Chest. 1988 Feb;93(2):395-7. doi: 10.1378/chest.93.2.395.
The cost of delivering health care to Medicare patients in intensive care units (ICU), especially those on long-term ventilator support, has become a major financial burden to American hospitals. We established a central station, respiratory, noninvasive monitoring unit (NIMU) on a cardiac telemetry floor where nurse to patient ratio was 1:4 to 1:6 as a cost-effective alternative to the ICU which has a ratio of 1:2. During the first five months of operation, 55 patients were admitted to this unit, of which 11 were long-term ventilator Medicare patients. Seven of these 11 patients were successfully weaned and discharged from the hospital. Overall, a minimum of $21,724 was saved over five months by shifting these long-term ventilator patients from the ICU to the NIMU while quality of medical care remained or exceeded accepted standards. We conclude that alternative health care delivery systems such as the NIMU need to be investigated as safe, cost-reducing substitutes for selected ICU patients to prevent loss of quality medical care in the financial backlash of the present Medicare prospective payment schedule.

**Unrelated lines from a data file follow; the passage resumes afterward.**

PR #10707, opened 2021-07-27
streaming: set default query timeout

dnephin:
This PR fixes two problems:

1. the HTTP API would log cancelled requests as an error
2. the health endpoint, with the streaming backend, did not set the default timeout that was used with the blocking query backend

### DIFF
--- a/agent/config/runtime.go
+++ b/agent/config/runtime.go
@@ -1930,3 +1930,16 @@ func isFloat(t reflect.Type) bool { return t.Kind() == reflect.Float32 || t.Kind
 func isComplex(t reflect.Type) bool {
 	return t.Kind() == reflect.Complex64 || t.Kind() == reflect.Complex128
 }
+
+// ApplyDefaultQueryOptions returns a function which will set default values on
+// the options based on the configuration. The RuntimeConfig must not be nil.
+func ApplyDefaultQueryOptions(config *RuntimeConfig) func(options *structs.QueryOptions) {
+	return func(options *structs.QueryOptions) {
+		switch {
+		case options.MaxQueryTime > config.MaxQueryTime:
+			options.MaxQueryTime = config.MaxQueryTime
+		case options.MaxQueryTime == 0:
+			options.MaxQueryTime = config.DefaultQueryTime
+		}
+	}
+}
--- a/agent/http.go
+++ b/agent/http.go
@@ -432,12 +432,20 @@ func (s *HTTPHandlers) wrap(handler endpoint, methods []string) http.HandlerFunc
 		}
 
 		handleErr := func(err error) {
-			httpLogger.Error("Request error",
-				"method", req.Method,
-				"url", logURL,
-				"from", req.RemoteAddr,
-				"error", err,
-			)
+			if req.Context().Err() != nil {
+				httpLogger.Info("Request cancelled",
+					"method", req.Method,
+					"url", logURL,
+					"from", req.RemoteAddr,
+					"error", err)
+			} else {
+				httpLogger.Error("Request error",
+					"method", req.Method,
+					"url", logURL,
+					"from", req.RemoteAddr,
+					"error", err)
+			}
+
 			switch {
 			case isForbidden(err):
 				resp.WriteHeader(http.StatusForbidden)
--- a/.changelog/10707.txt
+++ b/.changelog/10707.txt
@@ -1,0 +1,6 @@
+```release-note:bug
+streaming: set the default wait timeout for health queries
+```
+```release-note:bug
+http: log cancelled requests as such at the INFO level, instead of logging them as errored requests.
+```
--- a/agent/agent.go
+++ b/agent/agent.go
@@ -395,6 +395,7 @@ func New(bd BaseDeps) (*Agent, error) {
 			Logger: bd.Logger.Named("rpcclient.health"),
 		},
 		UseStreamingBackend: a.config.UseStreamingBackend,
+		QueryOptionDefaults: config.ApplyDefaultQueryOptions(a.config),
 	}
 
 	a.serviceManager = NewServiceManager(&a)
--- a/agent/rpcclient/health/health.go
+++ b/agent/rpcclient/health/health.go
@@ -17,6 +17,7 @@ type Client struct {
 	MaterializerDeps    MaterializerDeps
 	CacheName           string
 	UseStreamingBackend bool
+	QueryOptionDefaults func(options *structs.QueryOptions)
 }
 
 type NetRPC interface {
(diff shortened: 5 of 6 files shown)


agent/config/runtime.go
```diff
@@ -1930,3 +1930,16 @@ func isFloat(t reflect.Type) bool { return t.Kind() == reflect.Float32 || t.Kind
...
 	return t.Kind() == reflect.Complex64 || t.Kind() == reflect.Complex128
 }
+
+// ApplyDefaultQueryOptions returns a function which will set default values on
+// the options based on the configuration.
+func ApplyDefaultQueryOptions(config *RuntimeConfig) func(options *structs.QueryOptions) {
+	return func(options *structs.QueryOptions) {
+		switch {
+		case options.MaxQueryTime > config.MaxQueryTime:
+			options.MaxQueryTime = config.MaxQueryTime
```
kisunji, line 1940: For my own understanding, the point of this is to only allow apply MaxQueryTime if shorter than existing?

agent/config/runtime.go
```diff
@@ -1930,3 +1930,16 @@ func isFloat(t reflect.Type) bool { return t.Kind() == reflect.Float32 || t.Kind
 func isComplex(t reflect.Type) bool {
 	return t.Kind() == reflect.Complex64 || t.Kind() == reflect.Complex128
 }
+
+// ApplyDefaultQueryOptions returns a function which will set default values on
+// the options based on the configuration.
+func ApplyDefaultQueryOptions(config *RuntimeConfig) func(options *structs.QueryOptions) {
```
kisunji, line 1936: Is there a need to keep this a pointer? Otherwise we may need a nil-check on config

banks (commented):
Thanks Daniel. I think this looks like a good pattern for applying those defaults.

I had one comment inline which I _think_ should probably be changed to avoid creating a new confusing log line if ever we have context timeout errors which are not related to clients at all. What do you think?

agent/http.go
```diff
@@ -432,12 +432,20 @@ func (s *HTTPHandlers) wrap(handler endpoint, methods []string) http.HandlerFunc
 		}
 
 		handleErr := func(err error) {
-			httpLogger.Error("Request error",
-				"method", req.Method,
-				"url", logURL,
-				"from", req.RemoteAddr,
-				"error", err,
-			)
+			if req.Context().Err() != nil {
```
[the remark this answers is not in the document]
banks: Hmm, actually not sure about this. I wasn't thinking about the fact that this is the `req.Context` directly rarthe than a test against any `err` that might be returned by the handler.

In that case I don't know of any way the request context would error with `DeadlineExceeded` so this is probably equivalent, but what do you think about being explicit with the test given that this warning would be inappropriate if there ever was a way for http requests to inherently timeout?

banks (approved):
I realised I was not reading it right. This LGTM, see if you feel like the possible tweak to make this potentially more future proof but not a blocker.

agent/http.go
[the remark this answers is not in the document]
dnephin: Because of the context hierarchy, I think the only way for `req.Context().Err()` to be not nil is if either:
* the request itself was cancelled by the user making the request
* if [http.Server.BaseContext](https://pkg.go.dev/net/http#Server) is set, and something cancels that context

I don't think we use `BaseContext` yet, but even if we did I think this message would be appropriate. Generally the only reason for the BaseContext to be cancelled would be if the server was shutting down, in which case logging the request as cancelled would also be accurate.

agent/config/runtime.go
dnephin: I don't know if I fully understand the question, but I think so yes. 

`config.MaxQueryTime` could also be called `MaxMaxQueryTime`. It is maximum value we allow for the `QueryOptions.MaxQueryTime`. So this code limits the value that users can specify as API query parameters to the value from the config file. If the API query parameter value is greater than the configured maximum, we override the value and set it to the configured maximum.

agent/config/runtime.go
dnephin: Good question! I often try not to use pointers and instead use values when possible. I think it would be fine to use a value here, but I opted for a pointer because `RuntimeConfig` is a very large struct, and generally (because it is so large) we have been passing it around by pointer. I think we expect to only call this method on startup, so using a non-pointer might also be ok.

Regarding the nil-check, if this value were to come from a user then I think that would be very important. But the user can't directly set `RuntimeConfig`. It's expected the agent startup will always create one of these, and there should be no way that it could be nil.

So the only way for `RuntimeConfig` to be `nil` would be a "programming error". A panic is an appropriate way of handling programming errors because we expect our test suite to catch them. If we were to check for the nil, we'd either have to change the signature and return an error from this function, or we'd create a custom panic with more detail.

I suspect a detailed panic wouldn't really help here, since a nil pointer should hopefully be easy to debug. Changing the function signature to return an error would imply a runtime error, but there is no possible runtime error here (only programming errors). I generally try to avoid adding error returns unless there is a possible runtime error because it can force all the callers to also handle the error (which can be a distraction if the only cause is a possible programming error).

I think passing a non-pointer value could in some cases be worse. If we were to pass a zero value for `RuntimeConfig` it would force `MaxQueryTime` to be 0 always. Hopefully that kind of error would be noticed by tests, but a panic should be a lot more obvious.

In short, I think that's an excellent call out (checking for nil), but in this case I'm tempted to say the current implementation is reasonable given that we always expect a non-nil `RuntimeConfig`.

That said, it would be good to document these assumptions in the function docstring, so I will add a line about "RuntimeConfig must not be nil".

agent/http.go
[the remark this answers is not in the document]
dnephin: Thinking about it more, I guess because `BaseContext` is a function, that could act as the middleware, and it could set a deadline, so I think you're right it is possible. 

I guess in most cases the `err` here would include the context about it being a timeout or a cancel, so maybe this log line will be ok in that case as well? I think it's a bit hard to say until we start using `BaseContext`.

agent/config/runtime.go
kisunji: Thanks for the detailed answer! I definitely got more than I asked for :D 
Your point about programming error vs runtime is really interesting - I've never thought of it that way and have seen my fair share of "this change touches a billion files because something down the stack now returns an error"

hc-github-team-consul-core:

To retroactively trigger a backport after merging, add backport labels and re-run https://circleci.com/gh/hashicorp/consul/418180.

hc-github-team-consul-core:
:cherries::white_check_mark: Cherry pick of commit d2b58cd0d6e84f04eed08d233b8e8b396f6d7663 onto `release/1.10.x` succeeded!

为重症监护病房(ICU)中的医疗保险患者提供医疗服务的成本,尤其是那些长期依靠呼吸机支持的患者,已成为美国医院的一项重大财务负担。我们在心脏遥测病房设立了一个中央站、呼吸无创监测单元(NIMU),该病房护士与患者的比例为1:4至1:6,作为ICU(护士与患者比例为1:2)的一种经济有效的替代方案。在运营的前五个月,该单元收治了55名患者,其中11名是长期使用呼吸机的医疗保险患者。这11名患者中有7名成功脱机并出院。总体而言,通过将这些长期使用呼吸机的患者从ICU转移到NIMU,在五个月内至少节省了21,724美元,同时医疗护理质量保持或超过了公认标准。我们得出结论,需要对诸如NIMU之类的替代医疗服务提供系统进行调查,以作为选定ICU患者的安全、降低成本的替代方案,以防止在当前医疗保险预期支付计划的财务冲击中失去优质医疗服务。